Figure 3Identification of FAT4 as a tumor suppressor gene in HCC
A. Schematics of protein alterations in FAT4 caused by somatic mutations. B. Structural modeling showing locations of the mutations G151R, G445R, G1998D, and R4672S. C. Protein blots showing FAT4 knockdown with shRNA and overexpression with TALE in indicated cells, compared with their respective controls. D. Growth curves showing accelerated growth with FAT4 knockdown and decelerated growth with FAT4 overexpression in indicated cells. E. Colony formation showing increased clones with FAT4 knockdown and decreased clones with FAT4 overexpression in indicated cells. F. Cell migration showing elevated migration with FAT4 knockdown and reduced migration with FAT4 overexpression in indicated cells. Experiments were performed in triplicate. *P < 0.05, **P < 0.01, ***P < 0.001.

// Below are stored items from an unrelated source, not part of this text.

PR #633, opened 2023-08-22
hooks: add hook for khmer-nltk and python-crfsuite

BLKSerene:
This PR adds a hook for [khmer-nltk](https://github.com/VietHoang1512/khmer-nltk), which is a Khmer (Cambodian) natural language processing toolkit.

### DIFF
--- a/news/633.new.1.rst
+++ b/news/633.new.1.rst
@@ -1,0 +1,1 @@
+Add hook for ``python-crfsuite``.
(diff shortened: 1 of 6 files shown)


rokm:
Looks like this will require a hook for `pycrfsuite`.

BLKSerene:
@rokm Shall I add another separate hook for `pycrfsuite` or just add it here?

rokm:
It should go in a separate hook, because this error will be encountered by anyone trying to import `pycrfsuite`. But you can add the hook in this PR, in a separate commit (and you can add additional news fragment called `633.news.1.rst` for that change.

bwoodsend (approved):

PR #634, opened 2023-08-22
hooks: add hook for pymorphy3

BLKSerene:
This PR adds a hook for [pymorphy3](https://github.com/no-plagiarism/pymorphy3), which is a fork of [pymorphy2](https://github.com/pymorphy2/pymorphy2), which then is a morphological analyzer for Russian and Ukrainian.

The Ukrainian model (`pymorphy3-dicts-uk`) is not installed automatically as a dependency of `pymorphy3`, so it needs to be handled separately.

Notes: The maintenance of the [pymorphy2](https://github.com/pymorphy2/pymorphy2) project has stalled (pymorphy2/pymorphy2#160), and [pymorphy3](https://github.com/no-plagiarism/pymorphy3) seems to be the most active fork available now (the [spaCy](https://spacy.io/) project widely used for multilingual NLP has already switched from `pymorphy2` to `pymorphy3` in explosion/spaCy#11345).

### DIFF
--- a/news/634.new.rst
+++ b/news/634.new.rst
@@ -1,0 +1,1 @@
+Add hook for ``pymorphy3``.
--- a/requirements-test-libraries.txt
+++ b/requirements-test-libraries.txt
@@ -146,6 +146,8 @@ eng-to-ipa==0.0.2
 python-mecab-ko==1.3.3
 khmer-nltk==1.5
 python-crfsuite==0.9.9
+pymorphy3==1.2.0
+pymorphy3-dicts-uk==2.4.1.1.1663094765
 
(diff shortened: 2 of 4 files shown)


rokm:
You can use `import pymorphy3_dicts_uk  # noqa: F401` to work around the linter.

Although, we generally try to avoid directly importing the packages in the hook (and hence in the main PyInstaller process). You can use `PyInstaller.utils.hooks.can_import_module` helper instead (which tries to import the module/package in an isolated subprocess).

BLKSerene:
flake8 should be happy now.

rokm (approved):

PR #636, opened 2023-08-23
Fix an issue with enchant hook

rsnyman:
Fix an issue with enchant 2 using a different directory (in MacPorts)

### DIFF
--- a/src/_pyinstaller_hooks_contrib/hooks/stdhooks/hook-enchant.py
+++ b/src/_pyinstaller_hooks_contrib/hooks/stdhooks/hook-enchant.py
@@ -59,4 +59,7 @@ if is_darwin:
         # In Macports are available mostly hunspell (myspell) and aspell dictionaries.
         libdir = os.path.dirname(libenchant)  # e.g. /opt/local/lib
         sharedir = os.path.join(os.path.dirname(libdir), 'share')  # e.g. /opt/local/share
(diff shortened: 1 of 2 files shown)


src/_pyinstaller_hooks_contrib/hooks/stdhooks/hook-enchant.py
```diff
@@ -59,4 +59,7 @@
         # In Macports are available mostly hunspell (myspell) and aspell dictionaries.
         libdir = os.path.dirname(libenchant)  # e.g. /opt/local/lib
         sharedir = os.path.join(os.path.dirname(libdir), 'share')  # e.g. /opt/local/share
-        datas.append((os.path.join(sharedir, 'enchant'), 'enchant/share/enchant'))
+        if os.path.exists(os.path.join(sharedir, 'enchant')):
+            datas.append((os.path.join(sharedir, 'enchant'), 'enchant/share/enchant'))
+        if os.path.exists(os.path.join(sharedir, 'enchant-2')):
+            datas.append((os.path.join(sharedir, 'enchant-2'), 'enchant/share/enchant'))
```
bwoodsend, line 65: The destination should probably `enchant/share/enchant-2' so that if both exist, they don't clobber each other?

rsnyman: Good point. I just tested it out, and it appears my app is able to find the dictionaries without an issue.

bwoodsend (approved):

PR #637, opened 2023-08-28
Add license to PyPI classifiers

WilliamRoyNelson:
Adds license to [PyPI project classifiers](https://pypi.org/classifiers/)

The reason that it is very important for this information to be present is that in an enterprise environment, security tools like [Sonatype Nexus IQ](https://help.sonatype.com/iqserver) are used to manage open source software risk. Nexus IQ specifically can be configured to [classify packages according to their license](https://help.sonatype.com/iqserver/managing/policy-management/license-threat-groups). This allows companies to control which licenses are used internally to prevent accidental use of an overly restrictive license.

If no license is included in the PyPI classifiers, then automated tools may assume that no license exists and the software cannot be used:
image

Adding this license information will increase the availability of PyInstaller within enterprise environments.

I'm not 100% sure what the most appropriate license to use is. I just used the license classifier in PyInstaller: https://github.com/pyinstaller/pyinstaller/blob/develop/setup.cfg#L29

If a different choice is more appropriate, I can change it.


bwoodsend:
Ughh, another blunt tool!

I'm not sure a trove classifier can be applied to something that's non-uniformly licensed. Most of the code is GPL2, some of it is MIT as well as GPL2, the Python code that PyInstaller will embed in your application is APL and then there's a waiver saying that the bootloaders are still GPL but can be included in any application regardless of license. 

In practice though, this shouldn't matter since PyInstaller is a build tool rather than a runtime dependency. Our license does not apply to your application, nor are you required to distribute our license in anything you build. Can you really not just add a *not applicable* exception to this Nexus IQ thing?

rokm:
I suppose in the grand scheme of things, it shouldn't hurt if this package's License Classifier matched the one from the main PyInstaller package? Even if neither really covers the run-time hooks, which are the part that actually matters for end-users...

WilliamRoyNelson:
> In practice though, this shouldn't matter since PyInstaller is a build tool rather than a runtime dependency. Our license does not apply to your application, nor are you required to distribute our license in anything you build. Can you really not just add a _not applicable_ exception to this Nexus IQ thing?

I completely understand where you're coming from. You are correct that tools like Nexus IQ do have options to exclude items from classification. The issue is that depending on the size/sophistication of the organization, getting that exclusion could be as simple as walking down the hall to ask a friend to add it to the list, or as complicated as sending the whole thing through legal review.

The unfortunate part about security tools like this is that from the perspective of a less experienced Python user, the problem is that they typed `pip install pyinstaller` and they get an error, so they conclude that PyInstaller is blocked at work.

As a side note, while we're looking at the classifiers, is there anything else that ought to get changed? Now's as good a time as any!

bwoodsend:
> The issue is that depending on the size/sophistication of the organization, getting that exclusion could be as simple as walking down the hall to ask a friend to add it to the list, or as complicated as sending the whole thing through legal review.

Hmm, fair enough. Makes me think I've maybe been a little too cutthroat in not bumping PyInstaller's zlib version whenever people's silly little BlackDuck scanners start moaning about non-applicable vulnerabilities.

I'm still not really sure what the right answer is here but I think adding `License :: OSI Approved :: Apache Software License` as well as the GPL2 classifier makes the most sense to me. Happy to be overruled here.

rokm:
> I'm still not really sure what the right answer is here but I think adding `License :: OSI Approved :: Apache Software License` as well as the GPL2 classifier makes the most sense to me. Happy to be overruled here.

Sounds reasonable to me. Both here and in the main PyInstaller repository.

WilliamRoyNelson:
> > The issue is that depending on the size/sophistication of the organization, getting that exclusion could be as simple as walking down the hall to ask a friend to add it to the list, or as complicated as sending the whole thing through legal review.
> 
> Hmm, fair enough. Makes me think I've maybe been a little too cutthroat in not bumping PyInstaller's zlib version whenever people's silly little BlackDuck scanners start moaning about non-applicable vulnerabilities.
> 
> I'm still not really sure what the right answer is here but I think adding `License :: OSI Approved :: Apache Software License` as well as the GPL2 classifier makes the most sense to me. Happy to be overruled here.

Off the top of my head, I don't know of any packages that have multiple licenses in the classifiers so I tried it out with a test package just to make sure it doesn't make PyPI explode:
https://test.pypi.org/project/example-package-WilliamRoyNelson/0.0.1/
image

Looks fine to me! I've already pushed the suggested change for the Apache Software License

bwoodsend (approved):

rokm (approved):

PR #641, opened 2023-09-11
tests: allow test_pymorphy3 to run without the uk dictionary installed

rokm:
Modify the `pymorphy3` test to dynamically determine what dictionaries (`ru`, `uk`) are available in the environment, and test for that. Allows the test to run when the pyup pull request updates only the `morphy3` package (which installs only `ru` dictionary by default).


rokm:
A oneshot CI that simulates the situation in #640: https://github.com/rokm/pyinstaller-hooks-contrib/actions/runs/6151565650

PR #646, opened 2023-09-28
hooks: update runtime hook for NLTK

BLKSerene:
If `nltk_data` can be found both in the frozen program and under the default location specified by `NLTK`, the former should be preferred to the latter.

### DIFF
--- a/news/646.update.rst
+++ b/news/646.update.rst
@@ -1,0 +1,1 @@
+If ``nltk_data`` can be found both in the frozen program and under the default location specified by ``NLTK``, the former should be preferred to the latter.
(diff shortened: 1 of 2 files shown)


news/644.new.rst
```diff
@@ -0,0 +1 @@
+If `nltk_data` can be found both in the frozen program and under the default location specified by `NLTK`, the former should be preferred to the latter.
```
rokm, line 1: Use two backticks to quote nltk_data and NLTK. The file should be called `646.update.rst`.

rokm (approved):

PR #648, opened 2023-09-30
Drop Pywin32 stdhook

byehack:
they are already hardcoded in pyinstaller package.


rokm:
I'm pretty sure this breaks the following test-case programs:
```
import pywintypes
print("Hello", pywintypes)
```
and
```
import pythoncom
print("Hello", pythoncom)
```

I.e., when these two modules are not also picked up by the binary dependency analysis (which is the part that is hardcoded in PyInstaller).

byehack:
> when these two modules are not also picked up by the binary dependency analysis

Correct, I tested against importing other modules those didn't affect this.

Figure 4FAT4 was down-regulated in HCC and correlated with clinical outcome
A. Bar plot showing FAT4 mRNA expression in paired HCC and normal liver tissues (n = 60). B. Quantitative RT-PCR showing the difference in FAT4 mRNA level between tumors with FAT4 mutations (n = 16) and those with WT (n = 44). C. Representative immunostaining images of FAT4 protein in HCC and normal liver tissues. Scale bar, 100 μm. D. Kaplan-Meier curves showing increased recurrence and dismal survival in HCC patients with low versus high FAT4 expression (log-rank test).
Univariate and multivariate analyses of factors associated with time to recurrence and overall survival
| Variables | Recurrence | Overall survival | ||||||
|---|---|---|---|---|---|---|---|---|
| Univariable | Multivariable | Univariable | Multivariable | |||||
| HR | 95% CI | 95% CI | ||||||
| Age, years (>51 vs.≤51 ) | 0.684 | NA | 0.917 | NA | ||||
| Gender (male vs. female) | 0.896 | NA | 0.315 | NA | ||||
| Hepatitis history (yes vs. no) | 0.286 | NA | 0.156 | NA | ||||
| α-Fetoprotein (ng/ml) (>20 vs. ≤20) | 0.021 | 1.64 | 1.08-2.47 | 0.019 | 0.001 | 2.07 | 1.24-3.44 | 0.005 |
| γ-Glutamyl transferase (U/l) (>54 vs. ≤54) | 0.068 | NA | 0.043 | NS | ||||
| Liver cirrhosis yes vs. no) | 0.638 | NA | 0.011 | 0.39 | 0.22-0.71 | 0.002 | ||
| Tumor differentiation (poor vs. well) | 0.055 | NA | <0.0001 | 2.12 | 1.35-3.34 | 0.001 | ||
| Tumor size (cm) (>5 vs. ≤5) | <0.0001 | NS | <0.0001 | NS | ||||
| Tumor multiplicity (multiple vs. single ) | 0.073 | NA | 0.445 | NA | ||||
| Tumor encapsulation (none vs. complete) | 0.083 | NA | 0.035 | NS | ||||
| Vascular invasion (yes vs. no) | <0.0001 | NS | <0.0001 | NS | ||||
| TNM stage (III vs. II vs. I) | <0.0001 | 1.47 | 1.12-1.94 | 0.006 | <0.0001 | 1.55 | 1.14-2.12 | 0.006 |
| BCLC stage (B-C vs. 0-A) | <0.0001 | 2.22 | 1.30-3.77 | 0.003 | <0.0001 | 3.92 | 1.80-8.52 | 0.001 |
| FAT4 (Low vs. High) | 0.001 | 1.98 | 1.34-2.93 | 0.001 | 0.003 | 2.44 | 1.52-3.93 | <0.0001 |
Univariate analysis was calculated by the Kaplan—Meier method (log-rank test).
Multivariate analysis was done using the Cox multivariate proportional hazard regression model with stepwise manner (forward, likelihood ratio). Patients were classified into 2 groups according to the levels of FAT4.
Abbreviations: TNM, tumor-nodes-metastases; HR, hazard ratio; CI, confidential interval; NA, not adopted; NS, not significant.